In the beginning, my blog was going to be about the writing. Like a self-produced short film to the actor, I thought the blog would be the ideal way to showcase my writing and get some recognition. I would write about my journey through motherhood because being a mum to very young children is all-consuming and frankly, I have forgotten the world that exists outside this little family. No, that's not true but I am sufficiently out of touch as to be completely unqualified to talk about it - 'it' being anything that doesn't involve the two little creatures I grew in my very own guts.
So, I would write about being a mum to my kids openly and honestly. I wouldn't hesitate to reveal myself in my posts but, I thought, I would protect my kids or the other people I discussed. I'd use aliases and I wouldn't put up photos. I was reticent to expose my kids in any way.
But then I started to read a few blogs. And some things became clear.
- A text-exclusive (or text-intensive) blog is heavy going for the reader
- A text-exclusive blog that's about a family in which the reader never gets to see the family prevents the reader from making a true connection
- My favourite blogs are absolutely the ones whose journey is shared through a balance of well-written text and great photography
I thought about it for a while and slowly started introducing photos - firstly, of myself (with bad day hair and whatnot). And then, cautiously, my family. I still have some reservations about it but ultimately, I like my blog the way it is now. I hope you do, too.
Anyway, it got me thinking that we've never really been properly introduced. So, over the next few weeks, still with some caution and trepidation, I will attempt to introduce the key players. And then, maybe I'll collate some of my findings and move it to the "About" section.
So today, on Random Mumma Thoughts Thursday, I should start with myself. Give you some random facts about me, The Little Mumma. So I have taken the liberty of giving myself a Proust Questionnaire as seen on the back page of Vanity Fair magazine each month.

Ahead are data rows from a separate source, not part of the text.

PR #1524, opened 2023-06-07
CI: skip code scanning on forks

chipitsine:
:cl:
CI: skip code scanning on forks
/:cl:

:cl: Categories
CI
/:cl:

[Why]: small improvement

### DIFF
--- a/.github/workflows/ci-suite.yml
+++ b/.github/workflows/ci-suite.yml
@@ -58,7 +58,7 @@ jobs:
   analyze:
     name: Code Scanning
     needs: start-ci-run-gate
-    if: "!(cancelled() || failure()) && needs.start-ci-run-gate.result == 'success'"
+    if: "!(cancelled() || failure()) && needs.start-ci-run-gate.result == 'success'" && env.TGS_RELEASE_NOTES_TOKEN != ''
     runs-on: ubuntu-latest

Name: Angie aka The Little Mumma
What is your greatest fear? Pre-kids: my own personal safety being compromised by someone/something Post-kids: the safety of my children being compromised by someone/something.
What is the trait you deplore most in yourself? Procrastination. JUST DO IT.
What is the trait you deplore most in others? Arrogance and pessimism.
Which living person do you most admire? Naomi Watts (it's the actor in me - she's gutsy).
What is your greatest extravagance? Clothes for my kids.
What is your current state of mind? Impatient.
What do you consider the most overrated virtue? Purity.
On what occasion do you lie? Daily to my kids. I call it 'negotiating'.
What is the quality you like most in a man? A sense of humour.
What is the quality you like most in a woman? A sense of humour.
Which words or phrases do you most overuse? Fuck. Fuck. Fuck Fuck Fuck.
What or who is the greatest love of your life? The father of my children - which I think is clever of me.
When and where were you happiest? Each time I discovered I was pregnant. Oh man, B and I were bouncing of walls.
Which talent would you most like to have? To be able to draw/paint.
What is your most treasured possession? My family photos.
What do you regard as the lowest depth of misery? To be utterly alone in the world. That or grocery shopping with two small children.
What is your favourite occupation? Actor.
What is your most marked characteristic? My colourful language.
What do you most value in your friends? Their willingness to go dancing with me.
Who is your favourite hero of fiction? Atticus Finch.
Who are your heroes in real life? My mum. Mums in general.
What is it that you most dislike? Apathy.
What is your greatest regret? Letting fear hold me back.
How would you like to die? Peacefully and free of disease.
What is your motto? It's never too late to live your best life.
Now if that was all a bit high falutin' for you, a couple of other random facts......
- I have webbed toes.
- I am freakishly tall - for an eight year old.
- My language is - and I mean really, really is - truly appalling. I can't help myself...or don't want to.
- One of my major life goals is to be able to do the splits again.
And finally..... As you may have read previously, I have started going to the gym again. I am LOVING it. So much more than I ever did when I had all the time in the world to go and wasn't operating from under the fog of exhaustion. But I wonder if I love it too much. I know I sing out loud and smile like a crazy person. I may or may not have given a fist pump here and there while running on the treadmill. I think I might be morphing into this guy....
The weekend is almost upon us. Hurrah!